The Treaty is a product of negotiation between iwi/hapu and the Crown, and should be preserved as such, to the extent possible. From time to time, parliament must pass laws that empower Treaty settlements and/or that require consistency with the principles of the Treaty, and the courts have to apply that legislation. The Treaty is one key historical source of our constitution (along with other documents such as the 1688 Bill of Rights and the 1852 NZ Constitution Act) and hence will always be acknowledged to have a place in our constitution, in the broader sense of the word. The Treaty is not, however, a charter for the principles or institutions of government and law, and so it needs to be kept in perspective.

Should the Treaty be made a formal part of the constitution?

A clear and up to date restatement of the basic principles of the Treaty could be made into a formal part of the constitution, perhaps in a preamble, but not the full verbatim text of the original Treaty.
These basic founding principles that derive from the Treaty should not depart too far from the three articles themselves, and hence might be in a form something like this:

The Crown originally gained the right to form a government in New Zealand in 1840.
The Crown is thus bound to protect the mana, valued possessions, customary rights and cultural practices of tangata whenua.
The Crown guarantees to tangata whenua all the rights and privileges of New Zealand citizenship, in accordance with the law.

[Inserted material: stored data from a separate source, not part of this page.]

Issue #5523, opened 2026-06-08
On the usage page，Last Active column displays raw ISO 8601 timestamp instead of formatted local time


koko6888:
### GPUStack version

dev b3e18aa UI bda8264

### ▶️ Steps to reproduce

1. Last Active column displays raw ISO 8601 timestamp instead of formatted local time

<img width="2538" height="1644" alt="Image" src="https://github.com/user-attachments/assets/7a45ee5e-20a5-4371-9ba5-29abf5efd733" />

<img width="2538" height="1644" alt="Image" src="https://github.com/user-attachments/assets/9d0988ac-62e2-4dcc-9d0b-9785aa9d2691" />
2. The Tokens chart data tooltip shows an exception: The date text overlaps with the values

<img width="2538" height="1644" alt="Image" src="https://github.com/user-attachments/assets/c411366b-3493-4141-94aa-af38143be26d" />

koko6888:
dev f68aa5d UI 7ce1faa
1. The last active time of GPU Instances/Storage is earlier than the creation time

<img width="2582" height="1110" alt="Image" src="https://github.com/user-attachments/assets/460ae687-1330-4ac2-9cfd-a39764ea7d5e" />

<img width="2582" height="1374" alt="Image" src="https://github.com/user-attachments/assets/4c63f442-f79b-45f1-9e81-2d63fe1f6f2a" />

<img width="2582" height="1482" alt="Image" src="https://github.com/user-attachments/assets/164c0664-170c-4208-bea5-29c1235ccfd3" />

koko6888:
Verified in dev c6dda3c

PR #5543, opened 2026-06-10
fix(usage): align resource buckets and timestamps to the rollup timezone

aiwantaozi:
Resource breakdowns and the events log previously bucketed/serialized in UTC while the token tabs bucket by the rollup-tz calendar day, so the same calendar boundary disagreed across tabs (issue #5523).

Extract the rollup-tz resolution into a shared util and reuse it here:
- _bucket_expr shifts bucket_start by the rollup-tz UTC offset (fixed offset, DST-naive) before SQL date_trunc/date_format, so day/week/month buckets follow the rollup calendar. Portable across PostgreSQL / MySQL / SQLite with no tz-table dependency.
- last_active and event occurred_at are converted with a DST-correct astimezone() and serialized naive, so the frontend renders the rollup-tz wall clock verbatim.

Stored data stays UTC; only read/display is converted.

### DIFF
--- a/gpustack/routes/resource_usage.py
+++ b/gpustack/routes/resource_usage.py
@@ -19,7 +19,7 @@ from typing import Any, Dict, List, Optional, Set, Tuple, Type, Union
 
 from fastapi import APIRouter
 from pydantic import BaseModel, Field
-from sqlalchemy import Date, and_, case, cast, desc, func, or_
+from sqlalchemy import and_, case, desc, func, literal_column, or_
 from sqlmodel import select
 
 from gpustack.api.exceptions import InvalidException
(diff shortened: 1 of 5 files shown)


gpustack/routes/resource_usage.py
```diff
@@ -170,21 +175,42 @@ def _group_columns(
...
+            return func.date_format(col, "%Y-%m-%d %H:00:00")
+        return func.strftime("%Y-%m-%d %H:00:00", col)  # sqlite
     if dialect == "postgresql":
         unit = {
             USAGE_GRANULARITY_WEEK: "week",
             USAGE_GRANULARITY_MONTH: "month",
         }.get(granularity, "day")
         return func.date_trunc(unit, col)
-    # MySQL
+    # MySQL / SQLite
```
gitlawr: Remove SQLite in comments to avoid increasing complexity in prompts.

gitlawr (approved):
LGTM

PR #1828, opened 2022-10-19
Australia 2022: add schedule and sponsor

swapnilogale:
----
:books: Documentation preview :books:: https://writethedocs-www--1828.org.readthedocs.build/en/1828/


plaindocs:
Yeah, so in 2022 for the other confs we include a shared schedule file like 

https://github.com/writethedocs/www/blob/main/docs/conf/portland/2022/schedule.rst

which includes 

https://github.com/writethedocs/www/blob/main/docs/include/conf/schedule.rst

If we do that for Australia 2022 it breaks with an `(exception: 'dict object' has no attribute 'day_three')` error to the different formats of the conference.

Probably the best fix here is to copy `include/conf/schedule.rst` to `include/conf/schedule_au.rst`, replace `conf/australia/2022/schedule.rst` to include that file, and delete the contents of the new  `include/conf/schedule_au.rst` till it works. 

@swapnilogale lemme know if that makes sense, or if you need a hand with any of it?

@mxsasha anything to add?

mxsasha:
> @mxsasha anything to add?

Sounds reasonable. I also do not immediately see an easy way to fix the template to work for both two and three day conferences.

plaindocs (approved):
This looks ok to me. I haven't exhaustively been through the schedule or links though.

PR #1834, opened 2022-10-28
Remove phone numbers from the COC

ericholscher:
These have never been used, and I'm getting weird texts that know who I am, and trying to reduce surface area.

If we want a number folks can text/call, we should probably setup Twilio or something single-use for the conf, or probably an email -> text system.

----
:books: Documentation preview :books:: https://writethedocs-www--1834.org.readthedocs.build/en/1834/

### DIFF
--- a/docs/include/conf/coc/au-coc.rst
+++ b/docs/include/conf/coc/au-coc.rst
@@ -1,11 +1,9 @@
 **Swapnil Ogale**
 
 * swapnilogale@gmail.com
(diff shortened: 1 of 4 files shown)


mxsasha:
> If we want a number folks can text/call, we should probably setup Twilio or something single-use for the conf, or probably an email -> text system.

Kind of what I do, it's a dedicated number that just mails me a voicemail out of conference times, forwards to mobile during confs. But removing seems practical.

PR #1845, opened 2022-11-14
Remove mailchimp validation JS that submits form via AJAX

ericholscher:
This was breaking for users,
and seems unnecessary.
We can just submit the form.

----
:books: Documentation preview :books:: https://writethedocs-www--1845.org.readthedocs.build/en/1845/


plaindocs (approved):
Makes sense

PR #1859, opened 2022-12-02
Remove ATL from Quorum East

rosewms:
Group no longer has an organizer, removing from East Coast Quorum

----
:books: Documentation preview :books:: https://writethedocs-www--1859.org.readthedocs.build/en/1859/


plaindocs (approved):
LGTM

PR #1878, opened 2023-01-13
Remove NC TRP (Durham) meetup

rosewms:
Meetup is no longer active or a part of Quorum. Needs to be removed from the quorum section in a follow up PR.

----
:books: Documentation preview :books:: https://writethedocs-www--1878.org.readthedocs.build/en/1878/


rosewms:
Confirmed that info was already removed from the Quorum section.

barbaricyawps (approved):
Thanks for doing this since NC seems to have closed due to lack of interest.

PR #1892, opened 2023-02-07
Fix #1890 - Rename quorum page to read as markdown

### LINKED ISSUE #1890: Fix up broken formatting on Quorum page
The Quorum page is real broke https://www.writethedocs.org/organizer-guide/meetups/quorum/ , but it might well just be case of marking it as markdown or something. 

image

Tag me in if you need me, but I'm a bit swamped with CFP at the mo.

mxsasha:
----
:books: Documentation preview :books:: https://writethedocs-www--1892.org.readthedocs.build/


plaindocs (approved):
Thanks @mxsasha looks good!

CC @barbaricyawps

PR #1936, opened 2023-04-26
Fix script to return questions

plaindocs:
Took me longer than it should have to notice. 

----
:books: Documentation preview :books:: https://writethedocs-www--1936.org.readthedocs.build/


mxsasha (approved):
I do notice this still says "pronounce" instead of pronouns? Don't know if/when we fixed that in pretalx.

plaindocs:
That's not an error, that's the question for how you pronounce your name. :-p

PR #1966, opened 2023-05-23
Fix missing line breaks in lists on the "Opportunity grants" pages

hkosova:
https://www.writethedocs.org/conf/atlantic/2023/opportunity-grants/#are-you-part-of-a-marginalized-or-underrepresented-group-in-tech

I guess these `*` in the middle of list items are supposed to be separate items:

I changed all copies of the "Opportunity grants" page (including past conferences, just in case) so that future copies won't have this typo.

----
:books: Documentation preview :books:: https://writethedocs-www--1966.org.readthedocs.build/


plaindocs (approved):
Good eyes, thank you! And thank you for taking the trouble to dig out past years as well. :heart:

PR #1972, opened 2023-06-12
Fix atlantic news post

mxsasha:
As `City` does not exist, this now says "speakers for our first virtual conference"

----
:books: Documentation preview :books:: https://writethedocs-www--1972.org.readthedocs.build/


plaindocs:
Gah. Can we configure jinja to warn on empty template variables? 
Without doing so everywhere in the template?

plaindocs (approved):

PR #1974, opened 2023-06-13
Fix #1973 - Change speaker simple list to use speaker+talk slug

### LINKED ISSUE #1973: Bug in speaker list code?
In https://www.writethedocs.org/conf/atlantic/2023/news/announcing-speakers/#full-speaker-line-up Chris Noonan is linking to his Prague 2020 talk.

~It looks like they might have the same title, but I'm still not sure how this happened.~

@mxsasha could you take a look?

mxsasha:
This may have broken in the past too. Can't fix the mailing we sent out unfortunately.

### DIFF
--- a/docs/_templates/2021/speakers.rst
+++ b/docs/_templates/2021/speakers.rst
@@ -1,7 +1,7 @@
 {% for talk in data %}
 
 {% for speaker in talk.speakers %}
-.. _speaker-{{ speaker.slug }}:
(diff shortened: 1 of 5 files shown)


plaindocs (commented):
Speedy! Thank you.

We could add a quick link saying "looking for the 2023 talk? Click here" but it probs not worth it?

plaindocs (approved):

plaindocs:
ah, looks like there is a touch more clean up

PR #1986, opened 2023-07-11
Improve accessibility

CollierCZ:
I noticed some issues with website accessibility through some automated checks, so this should help with some of those. It doesn't address the following issues (as they seemed to require some design thinking):

* Link text not having high enough contrast with the background in conference pages
* Link text not having high enough contrast with surrounding text in any pages
* Text in the footer of conference pages (the `© 2023 Write the Docs` and two instances of `|`) not having high enough contrast with the background

Nor this as it comes from a theme:

* The alabaster theme setting a maximum viewport scale (`maximum-scale=0.9`)

Hopefully the reasons for the other changes are clear from the commit messages.

* Adding English as the language to pages
* Marking decorative images as decorative (`alt=""`)
* Adding alt text to images used as buttons
* Upgrading the UI Kit from beta to give a label to a button that didn't have it (not sure it's still idea as `aria-controls` doesn't seem to be present, but it's something)

----
:books: Documentation preview :books:: https://writethedocs-www--1986.org.readthedocs.build/

### DIFF
--- a/docs/_static/conf-legacy/2017/icomoon/demo.html
+++ b/docs/_static/conf-legacy/2017/icomoon/demo.html
@@ -1,5 +1,5 @@
 <!doctype html>
-<html>
+<html lang="en">
 <head>
     <meta charset="utf-8">
     <title>IcoMoon Demo</title>
--- a/docs/_templates/2018/base.html
+++ b/docs/_templates/2018/base.html
@@ -1,5 +1,5 @@
 <!DOCTYPE html>
-<html>
+<html lang="en">
     <head>
         <meta charset="utf-8">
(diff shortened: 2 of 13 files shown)


plaindocs (approved):
Nice one @CollierCZ 

You might be able to turn checks for alt text on in one of the linters after this? Or I can poke around and see where to do it?

CollierCZ:
I don't think I know enough about the linting here to be effective at that. If I have time, I can look into it, but definitely no promises.

plaindocs:
Fair enough, don't worry about it then. Either I'll get to it or I won't. :-)

PR #1982, opened 2023-07-07
WTD Atlantic 2023 possible schedule

plaindocs:
- [x] What starting time
- [x] Split out Q&A? 
- [x] No social
- [x] We should add a few more columns of timezones 
- [x] meal breaks? what to do?
- [x] Make sure blog post date is correct
- [x] Update shirt cutoff date (@thatdocslady)

----
Preview 🕐:  https://writethedocs-www--1982.org.readthedocs.build/conf/atlantic/2023/schedule/
https://writethedocs-www--1982.org.readthedocs.build/conf/atlantic/2023/news/announcing-schedule/

PR #1991, opened 2023-07-24
Writing Day blog post - OSS call to action

rosewms:
----
:books: Documentation preview :books:: https://writethedocs-www--1991.org.readthedocs.build/

### DIFF
--- a/docs/conf/atlantic/2023/news/writing-day-cta.rst
+++ b/docs/conf/atlantic/2023/news/writing-day-cta.rst
@@ -1,6 +1,6 @@
 :template: {{year}}/generic.html
 
-.. post:: Jul 26, 2023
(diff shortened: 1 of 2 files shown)


mxsasha:
This is great, but we're just preparing the schedule post in #1982, so I think we should publish this a week or two after the schedule?

mxsasha:
I have included the google form link from this PR already in the [draft schedule blog post](https://writethedocs-www--1982.org.readthedocs.build/conf/atlantic/2023/news/announcing-schedule/), as it mentions writing day too.

rosewms:
@mxsasha if we could do the week after the schedule that would be ideal!

mxsasha (approved):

The original Treaty text as a whole should not be imported into a written constitution. The reasons for this are:
The Treaty is ambiguously worded and poorly translated. This has been the source of many disagreements, and we should not import those problems into a constitution that we hope will outlast us and remain relevant for future generations. No-one suggests importing the Magna Carta or the 1688 Bill of Rights into our written constitution, even though they still serve an important historical constitutional role for us, and so we should not do that with the Treaty.
The Treaty contains wording that is now anachronistic, such as ‘British Subjects’ and ‘right of Preemption.’ It would be unwise to include words that no longer have practical relevance to the New Zealand constitution.
Placing the Treaty into an entrenched overarching constitution risks making the Treaty itself subject to decisions in the courts, with precedents creating ever more complicated interpretations of a poorly drafted document. This may not be in the interests of Maori seeking redress under the Treaty, as it would create conditions for more litigious and costly settlement processes. The Supreme Court’s recent finding on the government’s decision to proceed with sale of shares in Mighty River Power would surely discourage us from believing that entrenchment of the Treaty in a written constitution would be in the interests of Maori. The courts will not necessarily find in favour of Maori nor agree with the Waitangi Tribunal’s interpretations of the Treaty’s implications for particular present-day issues. And the Treaty itself should not be converted into a supreme law that might constrain future decisions, especially given its lack of clarity.
The constitution could include some reference to the Treaty and its basic principles. If indigenous rights are to be recognized in a written constitution, however, it may make more sense to look at the UN Declaration on the Rights of Indigenous Peoples as a source of relevant and up-to-date wording.